START MATERIAL SHOWN
Issue #16073, opened 2021-11-11
better errors


boneskull:
Appium can throw exceptions.  Lots of exceptions.  Naturally, exceptions are presented to the end-user.  Appium should carefully consider how it throws exceptions, because those exceptions _may not be actionable._. 

Regardless, Appium should do its best to help or _help the user get help_ in both of these cases.  To that end, I'd like to propose:

1. Errors which a user can receive during normal usage of Appium (e.g., an incorrectly-typed CLI argument, or an unknown driver name):
    - _Must not_ display a stack trace!!
    -  _Should_ display a concise, human-readable message
    -  _Should_ display any context-specific information (e.g., config file line numbers, usage for a specific argument, etc.)
    - _Should_ provide a URL to documentation which explains the error in more detail
    - _May_ use color and/or emojis to better convey information
1. Errors which a _developer_ can receive (e.g., you called `someFunc()` incorrectly, or your driver implementation is hosed, uncaught exception, etc.):
    - _Must_ display a stack trace
    - _Should_ display a excruciatingly thorough message
1. Further, _all_ errors _must_ display a unique, easily-searchable error code, regardless of language

Some rationale:

- Actionable errors do not need stack traces; users do not care about them.  We should not show stack traces unless we think it will help whoever is seeing it.  Stack traces are an implementation detail, and an end-user shouldn't really care if Appium is written in JavaScript or Malbolge.
- External documentation on specific errors and how to resolve them will be helpful, especially to beginners
- Using unique codes to identify each error will help the user find more information via the forums, Google, etc.
- Emojis typically aren't my taste, but they make the CLI seem friendly and "modern"
- Ultimately, _we should see less issues in the tracker around common errors_

(To be clear, I'm talking about "fatal" errors, which will cause the Appium process to exit. Anything else falls into the realm of "logs", which is another can of worms.)

* * *

Implementation-wise, it's probably Good to have named error subclasses for each type of error.  These classes should be exported to any consumers/well-typed, etc.  In other words, the use-cases for `throw new Error()` are few, if any.  If we do end up using emoji, we should not display them where they don't work. Likewise, assume "no color" if not run in a tty--but have an override--etc.

I realize the "link to docs" part definitely needs its own issue, but I'd like to get there someday.

Thoughts?

mykola-mokhnach:
We do throw specific error where it is possible. There errors are defined by webdriver spec itself and could be found in https://github.com/appium/appium-base-driver/blob/master/lib/protocol/errors.js

[...]

PR #16135, opened 2021-11-19
print npm output upon error

boneskull:
I'm not sure if this is desirable or not from a user perspective.  In general, `npm` should not _expectedly_ fail for an end-user when using it.  But I can tell you that eating its output makes `npm` issues painful to debug!  And we've been having a few of those...

Also added some type checks to `npm.js`

This is not a `fix`, so I'll need to amend the commit message.

Related: #16073


jlipps (approved):
yeah, makes sense

PR #16157, opened 2021-11-23
fix(appium): make object dumps less weird

boneskull:
The `inspectObject()` function in `utils` was doing... stuff... to display both the default caps and non-default arguments.  Arrays, in particular, wound up looking like objects.  I found this objectionable; I hope there isn't a good reason it's this way.

`inspectObject()` was used for both dumping non-default args and default capabilities.

- Remove `utils.inspectObject()` and replace it with `inspect()`, which delegates to Node.js' built-in `util.inspect()` function (which does a bang-up job of dumping objects, including color!)
- Remove the `parser` argument (and return value!) from various functions where it was used.  e.g., `init()` in `main.js` was returning the `parser` instance, but now we don't need it, since it was only needed for `getNonDefaultServerArgs()`, which doesn't need it.  `parser` was being passed through several functions this way.
- Add a dumb test for `utils.inspect()`
- Add another dumb test for `getNonDefaultServerArgs()`
- Add `@types/express` since it was missing.
- More types in various associated places; fix other types
- Consistent naming in impl of `getNonDefaultServerArgs()`

### DIFF
--- a/package.json
+++ b/package.json
@@ -81,6 +81,7 @@
     "@types/bluebird": "3.5.36",
     "@types/chai": "4.2.22",
     "@types/chai-as-promised": "7.1.4",
+    "@types/express": "4.17.13",
     "@types/fancy-log": "1.3.1",
     "@types/gulp": "4.0.9",
     "@types/json-schema": "7.0.9",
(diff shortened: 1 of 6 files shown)


boneskull:
I'm going to try my new stacked PR tool with this one

boneskull:
* 2.0
  * **PR #16157**  (this PR)
    * **PR #16158** 

boneskull:
neat!

jlipps (approved):

PR #16158, opened 2021-11-23
fix(appium): fix behavior of ReadonlyMap to be compatible with Map

boneskull:
`Map.prototype.delete` returns a `boolean`, so `ReadonlyMap.prototype.delete` should also return a `boolean`.

### DIFF
--- a/packages/appium/lib/utils.js
+++ b/packages/appium/lib/utils.js
@@ -235,8 +235,8 @@ class ReadonlyMap extends Map {
     return super.set(key, value);
   }
 
-  delete (key) {
-    throw new Error(`${key} cannot be deleted`);
+  delete () {
+    return false;
   }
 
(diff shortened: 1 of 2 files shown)


boneskull:
* 2.0
  * **PR #16157** 
    * **PR #16158**  (this PR)

jlipps (approved):

jlipps:
even though deleting something in a readonly map is against the point of a readonly map?

boneskull:
@jlipps It doesn't delete anything; it returns `false` which means "didn't delete anything" in `Map.prototype.delete`.  It just doesn't throw anymore.

boneskull:
ah neat, now this is retargeted to `2.0`.

jlipps:
ah ok cool.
END MATERIAL SHOWN
> **WHAT IS REQUIRED**:
Write the whole of the data out again exactly as it stands.

> **TASK ANSWER**:
Issue #16073, opened 2021-11-11
better errors


boneskull:
Appium can throw exceptions.  Lots of exceptions.  Naturally, exceptions are presented to the end-user.  Appium should carefully consider how it throws exceptions, because those exceptions _may not be actionable._. 

Regardless, Appium should do its best to help or _help the user get help_ in both of these cases.  To that end, I'd like to propose:

1. Errors which a user can receive during normal usage of Appium (e.g., an incorrectly-typed CLI argument, or an unknown driver name):
    - _Must not_ display a stack trace!!
    -  _Should_ display a concise, human-readable message
    -  _Should_ display any context-specific information (e.g., config file line numbers, usage for a specific argument, etc.)
    - _Should_ provide a URL to documentation which explains the error in more detail
    - _May_ use color and/or emojis to better convey information
1. Errors which a _developer_ can receive (e.g., you called `someFunc()` incorrectly, or your driver implementation is hosed, uncaught exception, etc.):
    - _Must_ display a stack trace
    - _Should_ display a excruciatingly thorough message
1. Further, _all_ errors _must_ display a unique, easily-searchable error code, regardless of language

Some rationale:

- Actionable errors do not need stack traces; users do not care about them.  We should not show stack traces unless we think it will help whoever is seeing it.  Stack traces are an implementation detail, and an end-user shouldn't really care if Appium is written in JavaScript or Malbolge.
- External documentation on specific errors and how to resolve them will be helpful, especially to beginners
- Using unique codes to identify each error will help the user find more information via the forums, Google, etc.
- Emojis typically aren't my taste, but they make the CLI seem friendly and "modern"
- Ultimately, _we should see less issues in the tracker around common errors_

(To be clear, I'm talking about "fatal" errors, which will cause the Appium process to exit. Anything else falls into the realm of "logs", which is another can of worms.)

* * *

Implementation-wise, it's probably Good to have named error subclasses for each type of error.  These classes should be exported to any consumers/well-typed, etc.  In other words, the use-cases for `throw new Error()` are few, if any.  If we do end up using emoji, we should not display them where they don't work. Likewise, assume "no color" if not run in a tty--but have an override--etc.

I realize the "link to docs" part definitely needs its own issue, but I'd like to get there someday.

Thoughts?

mykola-mokhnach:
We do throw specific error where it is possible. There errors are defined by webdriver spec itself and could be found in https://github.com/appium/appium-base-driver/blob/master/lib/protocol/errors.js

[...]

PR #16135, opened 2021-11-19
print npm output upon error

boneskull:
I'm not sure if this is desirable or not from a user perspective.  In general, `npm` should not _expectedly_ fail for an end-user when using it.  But I can tell you that eating its output makes `npm` issues painful to debug!  And we've been having a few of those...

Also added some type checks to `npm.js`

This is not a `fix`, so I'll need to amend the commit message.

Related: #16073


jlipps (approved):
yeah, makes sense

PR #16157, opened 2021-11-23
fix(appium): make object dumps less weird

boneskull:
The `inspectObject()` function in `utils` was doing... stuff... to display both the default caps and non-default arguments.  Arrays, in particular, wound up looking like objects.  I found this objectionable; I hope there isn't a good reason it's this way.

`inspectObject()` was used for both dumping non-default args and default capabilities.

- Remove `utils.inspectObject()` and replace it with `inspect()`, which delegates to Node.js' built-in `util.inspect()` function (which does a bang-up job of dumping objects, including color!)
- Remove the `parser` argument (and return value!) from various functions where it was used.  e.g., `init()` in `main.js` was returning the `parser` instance, but now we don't need it, since it was only needed for `getNonDefaultServerArgs()`, which doesn't need it.  `parser` was being passed through several functions this way.
- Add a dumb test for `utils.inspect()`
- Add another dumb test for `getNonDefaultServerArgs()`
- Add `@types/express` since it was missing.
- More types in various associated places; fix other types
- Consistent naming in impl of `getNonDefaultServerArgs()`

### DIFF
--- a/package.json
+++ b/package.json
@@ -81,6 +81,7 @@
     "@types/bluebird": "3.5.36",
     "@types/chai": "4.2.22",
     "@types/chai-as-promised": "7.1.4",
+    "@types/express": "4.17.13",
     "@types/fancy-log": "1.3.1",
     "@types/gulp": "4.0.9",
     "@types/json-schema": "7.0.9",
(diff shortened: 1 of 6 files shown)


boneskull:
I'm going to try my new stacked PR tool with this one

boneskull:
* 2.0
  * **PR #16157**  (this PR)
    * **PR #16158** 

boneskull:
neat!

jlipps (approved):

PR #16158, opened 2021-11-23
fix(appium): fix behavior of ReadonlyMap to be compatible with Map

boneskull:
`Map.prototype.delete` returns a `boolean`, so `ReadonlyMap.prototype.delete` should also return a `boolean`.

### DIFF
--- a/packages/appium/lib/utils.js
+++ b/packages/appium/lib/utils.js
@@ -235,8 +235,8 @@ class ReadonlyMap extends Map {
     return super.set(key, value);
   }
 
-  delete (key) {
-    throw new Error(`${key} cannot be deleted`);
+  delete () {
+    return false;
   }
 
(diff shortened: 1 of 2 files shown)


boneskull:
* 2.0
  * **PR #16157** 
    * **PR #16158**  (this PR)

jlipps (approved):

jlipps:
even though deleting something in a readonly map is against the point of a readonly map?

boneskull:
@jlipps It doesn't delete anything; it returns `false` which means "didn't delete anything" in `Map.prototype.delete`.  It just doesn't throw anymore.

boneskull:
ah neat, now this is retargeted to `2.0`.

jlipps:
ah ok cool.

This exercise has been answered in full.